Jain et al.25 carried out an observational cohort study to compare the value of electrolytes estimated by a point-of-care blood gas analyzer and an automatic biochemistry analyzer in 200 patients admitted in intensive care unit. This study showed that levels of sodium estimated by point-of-care BGA were significantly less than automatic biochemistry analyzer, but the potassium levels which were estimated did not have any significant difference statistically. A study done by Solak19 retrospectively included 2557 samples to compare the levels of sodium estimated by BGA and auto analyzer. This study showed that levels of sodium estimated by BGA are higher than autoanalyzer which are statistically significant. The results of these studies are not in accordance with our study.

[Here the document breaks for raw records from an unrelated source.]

PR #574, opened 2021-04-08
Simplify output of azure ci for unbuilded wheel

alkino:
On master only the wheel for python 3.9 is generated, so disable matrix for
other versions of python.
During the nightly generate wheel for all versions.

### DIFF
--- a/azure-pipelines.yml
+++ b/azure-pipelines.yml
@@ -5,8 +5,8 @@ variables:
   # defined in UI
   #- ReleaseWheelBuild: False
   #- NightlyWheelBuild: False
-  buildWheel: $[or(in(variables['Build.Reason'], 'Schedule'),
-              and(in(variables['Build.Reason'], 'Manual'), eq(variables.NightlyWheelBuild, True)))]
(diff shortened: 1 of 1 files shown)


azure-pipelines.yml
```diff
@@ -181,22 +184,27 @@ jobs:
...
+        Python37:
+          python.version: '3.7'
+          python.org.version: '3.7.7'
+        Python38:
+          python.version: '3.8'
+          python.org.version: '3.8.2'
+        Python39:
+          python.version: '3.9'
+          python.org.version: '3.9.0'
+      ${{ if ne(variables.buildWheel, True) }}:
```
ohm314, line 200:
```suggestion
      ${{ if eq(variables.buildWheel, False) }}:
```
maybe just a matter of taste.. but this seems a bit more readable

ohm314 (approved):
Really cool! Thanks for figuring this out :)

alkino:
Please retest

alkino:
Please retest

PR #576, opened 2021-04-08
 jupyter-client is already a depends of jupyter

alkino:
jupyter-client is already a depends of jupyter

We no more need to fix the version because the wrong package (6.1.13) has been
yanked in PyPi

jupyter/jupyter_client#637


iomaganaris:
please retest

alexsavulescu (approved):
Great, they fixed this upstream.

PR #578, opened 2021-04-09
Automatically enable sympy_analytics pass if there is a sparse solver

alkino:
* Those kind of solvers always need a sympy pass because they contains ODE.
* Enable it for user if he didn't ask for.


pramodk (approved):
If CI passes, this LGTM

In a research study by Pouryahya, Tan26 found that the values obtained by blood gas analyzer showed an significant variation for sodium, potassium and creatinine but they concluded that these variations were minor and can be fixed by precise calibration of the instrument. These differences are significantly large in preterm infants.
Rezaei Shahmirzadi, Mostafavi Toroghi 27 in his cross-sectional research study noted that the blood gas analyzer yielded significant high sodium values in comparison with autoanalyzer. Whereas Zhang, Lin28 found that the potassium values obtained by blood gas analyzer were significantly lower as compared to autoanalyzer. But they accounted that the difference in sample size, sampling methods and making of BGA and autoanalyzer could be the reasons of these discrepancies.
The interesting finding in our study is that we did not find any such differences in the values of electrolytes measured by both ABG and ABA, probably our sampling methods, quality control runs and the calibration status of both the analyzsers were accurate and the precision was taken care well in each step of the analysis. Prior to this study, we had conducted one more study on pre-analytical errors accounting for errors in laboratory results, which showed highly negligible errors with a overall prevalence of 0.52% of the total samples 79592 of clinical biochemistry unit in a duration of 6 months. The critical clinical decision can be made based on the results obtained by ABG analyzer so that there will not be any delay in the initiation of treatment in critically ill patients.